(Work instruction)
Copy out each line of the data below in which "pgpass" appears.

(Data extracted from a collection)
============================================================
PR #206, opened 2018-05-18
Adding try/catch to attachment filtering

binarycleric:
This fixes a bug that causes `pg:psql` and other commands to break if an addon is created that hasn't yet exported config variables. This is a rather uncommon situation but a provisioning bug shouldn't prevent us from using most `pg:*` commands.

### DIFF
--- a/lib/fetcher.js
+++ b/lib/fetcher.js
@@ -58,7 +58,18 @@ module.exports = heroku => {
         throw new Error(`${cli.color.app(app)} has no databases`)
       }
 
-      matches = attachments.filter(attachment => config[db] && config[db] === config[pgUtil.getConfigVarName(attachment.config_vars)])
+      matches = attachments.filter(attachment => {
+        let configVarName
+
+        try {
+          configVarName = pgUtil.getConfigVarName(attachment.config_vars)
+        } catch (error) {
+          debug(`found an attachment without any exported config_vars: ${attachment.name}`)
+          configVarName = null
+        }
+
+        return config[db] && config[db] === config[configVarName]
+      })
 
       if (matches.length === 0) {
         let validOptions = attachments.map(attachment => pgUtil.getConfigVarName(attachment.config_vars))
--- a/test/lib/fetcher.js
+++ b/test/lib/fetcher.js
@@ -282,6 +282,47 @@ describe('fetcher', () => {
         }))
       })
 
+      it('returns DATABASE_URL if another addon has a bad attachment', () => {
+        const err = new Error()
+        err.statusCode = 404
+        err.body = {id: 'not_found'}
+        err.message = 'Not Found'
+
+        stub.withArgs(sinon.match.any, 'myapp', 'attach-app::DATABASE_URL').returns(Promise.reject(err))
+
+        api.get('/apps/attach-app/config-vars').reply(200, {
+          'DATABASE_URL': 'postgres://pguser:pgpass@pghost.com/pgdb',
+          'HEROKU_POSTGRESQL_PINK_URL': 'postgres://pguser:pgpass@pghost.com/pgdb'
+        })
+
+        let plan = {name: 'heroku-postgresql:hobby-dev'}
+        let attachments = [
+          {
+            app: {name: 'attach-app'},
+            addon: {id: 100, name: 'postgres-1', plan},
+            config_vars: ['HEROKU_POSTGRESQL_PINK_URL']
+          },
+          {
+            app: {name: 'attach-app'},
+            addon: {id: 100, name: 'postgres-1', plan},
+            config_vars: []
+          }
+        ]
+
+        api.get('/apps/attach-app/addon-attachments').reply(200, attachments)
+
+        return fetcher(new Heroku()).database('myapp', 'attach-app::DATABASE_URL')
+        .then((db) => expect(db, 'to equal', {
+          user: 'pguser',
+          password: 'pgpass',
+          database: 'pgdb',
+          host: 'pghost.com',
+          port: null,
+          attachment: attachments[0],
+          url: url.parse('postgres://pguser:pgpass@pghost.com/pgdb')
+        }))
+      })
+
       it('returns when DATABASE db arg', () => {
         const err = new Error()
         err.statusCode = 404


msakrejda:
@binarycleric what are the repro steps for this? I just tried to reproduce and I get the error

```
 ▸    No config vars found for DATABASE; perhaps they were removed as a side effect of heroku rollback? Use heroku addons:attach to create a new attachment and then heroku addons:detach to remove the current
 ▸    attachment.
```

which does not exactly make it clear what the issue is, but it's different than the error I recall you were seeing.

jdx:
I have no idea what the right thing to do here is. @heroku/ecosystem, would you mind lending some thoughts?

msakrejda:
@heroku/dod-ux this may be of interest as well: right now for commands where config vars are required (like `pg:psql`), we need to abort when they are not present. The current warning highlights one likely source of this (`heroku rollback`), but there's at least one other situation that can cause it: the add-on is still provisioning (can take a while especially for large forks or followers) and the config vars are not yet present. There may be others but that's all I can think of for now. Ideally, we'd have a consistent mechanism for handling this across add-ons, but if not, we should at least be consistent within data add-ons.

mathias:
https://github.com/heroku/heroku-cli-addons/blob/master/lib/addons_wait.js#L12 -- `addon.state === 'provisioning'` ?

msakrejda:
@mathias good call; we probably don't want to wait in this case, but we can def check the state. I think there's still an edge case because the provisioning time limit means Shogun sometimes tells users the add-on is ready even when it's not, but I think we can mostly ignore that; it should be pretty rare... 

There's also a potential permissions issue: you may have access to an attachment without having access to the billing app, so you may be able to view the auxiliary attachment config vars without being able to hit `/addons/<the-addon>` to view its provisioning state, but maybe not worth worrying about.

mathias:
Yes, I didn't expect we needed to wait, I just wanted to point out how to detect it. That is only if it is using the asysnc provisioning workflow, though.

We don't have cross-owner attachments in most cases, so I am not sure that the attachment to a billing app you can't see is that big an issue.

mikehale:
Could they check for `status == 'provisioned'` instead? That should work for both sync, and async add-ons, as they both have that status when they are ready.

mathias:
Yes, that's even better. Good catch @mikehale!

msakrejda:
>We don't have cross-owner attachments in most cases, so I am not sure that the attachment to a billing app you can't see is that big an issue.

Well, it does not necessarily needs to be cross-owner for this to come into play, right? A team can own both apps but users within the team may have different levels of access, no? This is the only way to control access to HPG Credentials using the platform permissions model...

mathias:
Being a member of the team should give them `view` on both apps. That should be enough to see both sides.

msakrejda:
@mathias you're right--I think I was conflating actual access to config vars (for psql) with access to add-on metadata. So there may still be edge cases with one-off configurations, but the common case should not be an issue.

binarycleric:
> Could they check for status == 'provisioned' instead?

fwiw, it doesn't look like `attachment.addon` has state in this case.  Here's an example of what's in `attachment`.

```
{ addon: 
   { id: 'd978d256-3016-4503-9d94-9726dc6b3556',
     name: 'postgresql-jdaniel-rigid-57849',
     app: 
      { id: '4264af07-6034-43a7-b8de-50bd3e4860ea',
        name: 'shogun-jdaniel' },
     plan: 
      { id: '79b60b8a-3366-474e-b19e-b6ae98dbf545',
        name: 'heroku-postgresql-jdaniel:private-2' } },
  app: 
   { id: '4264af07-6034-43a7-b8de-50bd3e4860ea',
     name: 'shogun-jdaniel' },
  id: 'cc56792d-2c91-45eb-9153-960a10e4e73f',
  name: 'DATABASE',
  namespace: null,
  created_at: '2018-04-10T19:31:57Z',
  updated_at: '2018-04-10T19:31:57Z',
  web_url: 'https://addons-sso.heroku.com/apps/4264af07-6034-43a7-b8de-50bd3e4860ea/addons/d978d256-3016-4503-9d94-9726dc6b3556',
  config_vars: 
   [ 'DATABASE_URL',
     'DATABASE_BASTIONS',
     'DATABASE_BASTION_KEY',
     'DATABASE_BASTION_REKEYS_AFTER' ] }
```

mathias:
Are you hitting some internal endpoint to get this? The [Platform API response](https://devcenter.heroku.com/articles/platform-api-reference#add-on) has it.

mathias:
Oh. You request an attachment and somehow expand an add-on record in it? That may not include all the attrs. We may have to adjust that.

binarycleric:
It is using `appAttachment` from [heroku-cli-addons](https://github.com/heroku/heroku-cli-addons) https://github.com/heroku/heroku-cli-addons/blob/master/lib/resolve.js#L176

Do you mean adjust it client-side or server-side? I'd worry about making n+1 API requests here since it'll be painfully slow for customers with a large number of addons.

msakrejda:
So I think further `provisioned` state checks are worthwhile, but we're getting ahead of ourselves--sorry I derailed the discussion. My main issue here is that I was not able to reproduce the original error (I got a different error, more accurate, error which I don't think warrants these changes). Do you have a reproducible test case (or reproduction steps) @binarycleric?

mathias:
@binarycleric It looks like it is using an Inclusion header here:
https://github.com/heroku/heroku-pg/blob/b6b78bdfe0cf33fcb5bc40b99b95519aa4b3612d/lib/fetcher.js#L111

Those parts of the API don't necessarily follow the Platform API response schema -- the embedded records are simplified for smaller responses. I think we forgot to add `state` there. So this would be a change in Core API.

binarycleric:
Not at anymore @uhoh-itsmaciek. This happened because of an error in my staging environment with addon provisioning and I provisioned the broken addon once I realized what had happened. I had a postgres follower that didn't quite make it and left `attachment.config_vars` empty which triggered the error in `getConfigVarName`.

I could try and reproduce it in my staging environment with some hacks but I feel like the issue still stands. A broken addon shouldn't be able to block access to `pg:*` commands across a whole app.

msakrejda:
In that case should we make `getConfigVarName` not throw instead (and, e.g., return `null`)?

binarycleric:
@uhoh-itsmaciek I was thinking something like that too but I didn't want to make that change at first since I'm not too familiar with how all this works. I can give it a shot and see if anything breaks. I also found the serializer in Core API and adding `state` doesn't look like it would be too difficult.

mathias:
The only thing that comes to mind is, any other commands that depend on `config_vars` getting set will also need to handle null/`[]` case.

binarycleric:
Agreed @mathias. I'd rather err on the side of caution for now. Having `state` in Core API is probably better. I'm working on a branch that'll be up soon.

binarycleric:
@uhoh-itsmaciek Alright, I was able to reproduce in my staging environment. Basically, I just provisioned a follower against a test database and I'm not locked out of `heroku pg:psql` and other commands.

Here's the attachment object in question.

```
{ addon: 
   { id: 'e25e6fb4-f778-4491-9e96-23a9540446ef',
     name: 'postgresql-jdaniel-rigid-67883',
     app: 
      { id: '4264af07-6034-43a7-b8de-50bd3e4860ea',
        name: 'shogun-jdaniel' },
     plan: 
      { id: '6ec66f22-01fb-4871-8d8e-7dc156872564',
        name: 'heroku-postgresql-jdaniel:standard-0' } },
  app: 
   { id: '4264af07-6034-43a7-b8de-50bd3e4860ea',
     name: 'shogun-jdaniel' },
  id: '66240257-b292-42c1-be87-8fb7121a29d5',
  name: 'HEROKU_POSTGRESQL_JDANIEL_CYAN',
  namespace: null,
  created_at: '2018-05-21T15:59:11Z',
  updated_at: '2018-05-21T15:59:11Z',
  web_url: 'https://addons-sso.heroku.com/apps/4264af07-6034-43a7-b8de-50bd3e4860ea/addons/e25e6fb4-f778-4491-9e96-23a9540446ef',
  config_vars: [] }
```

binarycleric:
🤔 I worry about giving `heroku-pg` too much information about an addon. I feel like in cases of `heroku pg:psql` it should only know if the config var is present or not. Or maybe I am thinking about this the wrong way.

mathias:
Sounds good. Adding the `addon.state` everywhere an add-on is serialized into another record would require a lot of schema changes (but it is additions, so not a big deal) and the association is already loaded there, so it isn't looking up anything it didn't already have.

tl;dr adding `addon.state` is something we can do, and it isn't terribly hard or a performance concern, but if we don't have to change Platform API, that's even easier.

msakrejda:
Let's take a step back:

 1. What is the original error?
 2. What would we ideally like to happen in this situation?
 3. Is there a less ideal solution that is considerably less work (especially important if (1) is not common)?

So (1): the code [here](https://github.com/heroku/heroku-pg/blob/c0fc9a95051ef43e5b34fc55abd73542da35b1da/lib/util.js#L12) throws because it can't find a config var because there are no config vars at all at this point, right?

For (2): ...tell the user that the add-on has not yet finished provisioning?

I'm going to refrain from commenting on (3) until I make sure I understand the first two correctly.

binarycleric:
@uhoh-itsmaciek Sorry if this went off the rails. Maybe I haven't done a great job at explaining the issue.

Here is the original error from after a provisioned a follower that has yet to export config vars. I've only reproduced this in staging, which has less workers and less-powerful dynos, so it may be a non-issue in production.

Provisioned the follower

```bash
heroku addons:create heroku-postgresql-jdaniel:standard-0 --version 9.5 --follow leader-name-here
```

Then went to `pg:psql` into the app's main database, which is the default with `DATABASE_URL`. This failed.

```bash
➜  shogun git:(pg_upgrade_increase_timeout) h pg:psql
 ▸    Database URL not found for this addon
```

After the follower finishes provisioning, `pg:psql` works again for `DATABASE_URL`.

```
heroku-postgresql-jdaniel (postgresql-jdaniel-rigid-67883)     standard-0  free        created
 └─ as HEROKU_POSTGRESQL_JDANIEL_CYAN
```

```bash
➜  shogun git:(pg_upgrade_increase_timeout) h pg:psql
--> Connecting to postgresql-jdaniel-rigid-57849
psql (10.1, server 10.2 (Ubuntu 10.2-1.pgdg16.04+1))
SSL connection (protocol: TLSv1.2, cipher: ECDHE-RSA-AES256-GCM-SHA384, bits: 256, compression: off)
Type "help" for help.

shogun-jdaniel::DATABASE=>
```

---

Ideally, commands like `pg:psql` shouldn't break for all addons if a single one hasn't exported config vars yet. After provisioning the follower, I can't `pg:psql` into `DATABASE_URL` until the follower has exported config vars.

binarycleric:
Wait... This is likely me not understanding the code very well but I think I realized the problem. Explanation incoming.

binarycleric:
Okay, this looks like an issue with staging. `matchesHelper` keeps falling through since the database isn't being found by `/actions/addon-attachments/resolve`.

🤦‍♀️

binarycleric:
Closing since I realized this is only a thing that can happen in staging.

PR #207, opened 2018-05-18
fix: force exit after psql closes

jdx:


commands/psql.js
```diff
@@ -17,6 +17,9 @@ function * run (context, heroku) {
     process.stdout.write(yield psql.exec(db, flags.command))
   } else {
     yield psql.interactive(db)
+    // sometimes psql hangs and causes the stdout "drain" event not to be fired in cli-ux
+    // so we force an exit here
+    cli.exit(0)
```
msakrejda, line 22: So the issue is that the CLI is waiting for a stdout event that is not coming? That is, we want to ensure that once psql exits, the command is done and any pending background processing is moot?

msakrejda (approved):

commands/psql.js
jdx: yeah exactly. It's strange that this doesn't have anything to do with stdout really, the issue is that somewhere in the code path some node task is starting and not quitting

PR #208, opened 2018-05-26
add terminate flag to kill

mehtaphysical:
Right now with `heroku sudo` the force flag is not sent because sudo also uses force. This PR adds a terminate flag as a workaround.

### DIFF
--- a/commands/kill.js
+++ b/commands/kill.js
@@ -9,12 +9,12 @@ function * run (context, heroku) {
 
   const {app, args, flags} = context
   const {pid, database} = args
-  const {force} = flags
+  const {force, terminate} = flags
 
   let db = yield fetcher(heroku).database(app, database)
 
   let query = `
-SELECT ${force ? 'pg_terminate_backend' : 'pg_cancel_backend'}(${parseInt(pid)});`
+SELECT ${force || terminate ? 'pg_terminate_backend' : 'pg_cancel_backend'}(${parseInt(pid)});`
 
   let output = yield psql.exec(db, query)
   process.stdout.write(output)
@@ -26,7 +26,7 @@ module.exports = {
   description: 'kill a query',
   needsApp: true,
   needsAuth: true,
-  flags: [{name: 'force', char: 'f'}],
+  flags: [{name: 'force', char: 'f'}, {name: 'terminate', char: 't'}],
   args: [
     {name: 'pid'},
     {name: 'database', optional: true}


mehtaphysical:
[heroku sudo command doesn't pass flags](https://trello.com/c/6TUssHmx/839-heroku-sudo-command-doesnt-pass-flags)

msakrejda (changes requested):
This seems to be more of heroku sudo problem than a heroku-pg problem. I would really like to avoid changing customer-facing commands to work around the limitations of an internal plugin.

If there is no other way to work around this, can we hide the second flag so customers don't see two different flags for the same thing?

mehtaphysical:
@uhoh-itsmaciek for sure. Which way would you prefer to do it? Also, @tcrayford

msakrejda:
Well, it looks like a bunch of other commands have `--force` flags:

```
msakrejda@localhost:~$ for command in $(h commands); do h help $command | sed "s/^/$command: /"; done | grep force
addons:destroy:   -f, --force            allow destruction even if connected to other apps
addons:remove:   -f, --force            allow destruction even if connected to other apps
builds:push:   -f, --force          force push to overwrite remote branch
logs:   --force-colors       force use of colors (even on non-tty output)
pg:credentials:rotate:   --force                forces rotating the targeted credentials
pg:kill:   -f, --force
pg:maintenance:run:   -f, --force
rake:   --no-tty             force the command to not run in a tty
redis:maintenance:   -f, --force          start maintenance without entering application
run:   --no-tty             force the command to not run in a tty
sudo:   -f, --force
```

So other than the bogus matches of `logs`, `run`, `rake`, and `sudo`, you'd need to change all these other commands to work around the issue (and that's just for the plugins that I have installed). Can we change `sudo` instead? Any generic flags on that command are going to have a bunch of awkward conflicts.

Or does oclif support `--`? We could do something like `heroku sudo --force -- pg:kill --force` then...

msakrejda:
Any thoughts on the comment above @jdxcode?

jdx:
I agree with @uhoh-itsmaciek and this is why we have the `--` argument. Just use `heroku sudo -u someuser -- pg:kill -f`.

If you read the help for `heroku help sudo` it always uses the `--` for this reason.

msakrejda:
Oh I had no idea this works already. Neat. In that case, I think we can consider this moot? I'm closing; please reopen if you hit issues with `--`.

PR #209, opened 2018-05-30
autodoc on releases

jdx:


commands/credentials/destroy.js
```diff
@@ -41,10 +41,7 @@ module.exports = {
   description: 'destroy credential within database',
   needsApp: true,
   needsAuth: true,
-  help: `Example:
-
-    heroku pg:credentials:destroy postgresql-transparent-56874 --name cred-name -a woodstock-production
-`,
+  examples: '$ heroku pg:credentials:destroy postgresql-transparent-56874 --name cred-name -a woodstock-production',
```
msakrejda, line 44: @jdxcode i noticed that some of our examples include `-a ...`, and some assume it's implicit. Is there a convention for CLI examples re: this?

msakrejda (approved):

commands/credentials/destroy.js
jdx: there isn't and we should settle on a standard. My initial thought is to leave it out as the app name is already specified in the help

jdx: I feel `-a` is so common in the CLI the users learn it pretty quickly

msakrejda: Yeah, makes sense to me. You can leave as is for now; I'll try to drop `-a` in the future.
============================================================
(Exercise answer)
+          'DATABASE_URL': 'postgres://pguser:pgpass@pghost.com/pgdb',
+          'HEROKU_POSTGRESQL_PINK_URL': 'postgres://pguser:pgpass@pghost.com/pgdb'
+          password: 'pgpass',
+          url: url.parse('postgres://pguser:pgpass@pghost.com/pgdb')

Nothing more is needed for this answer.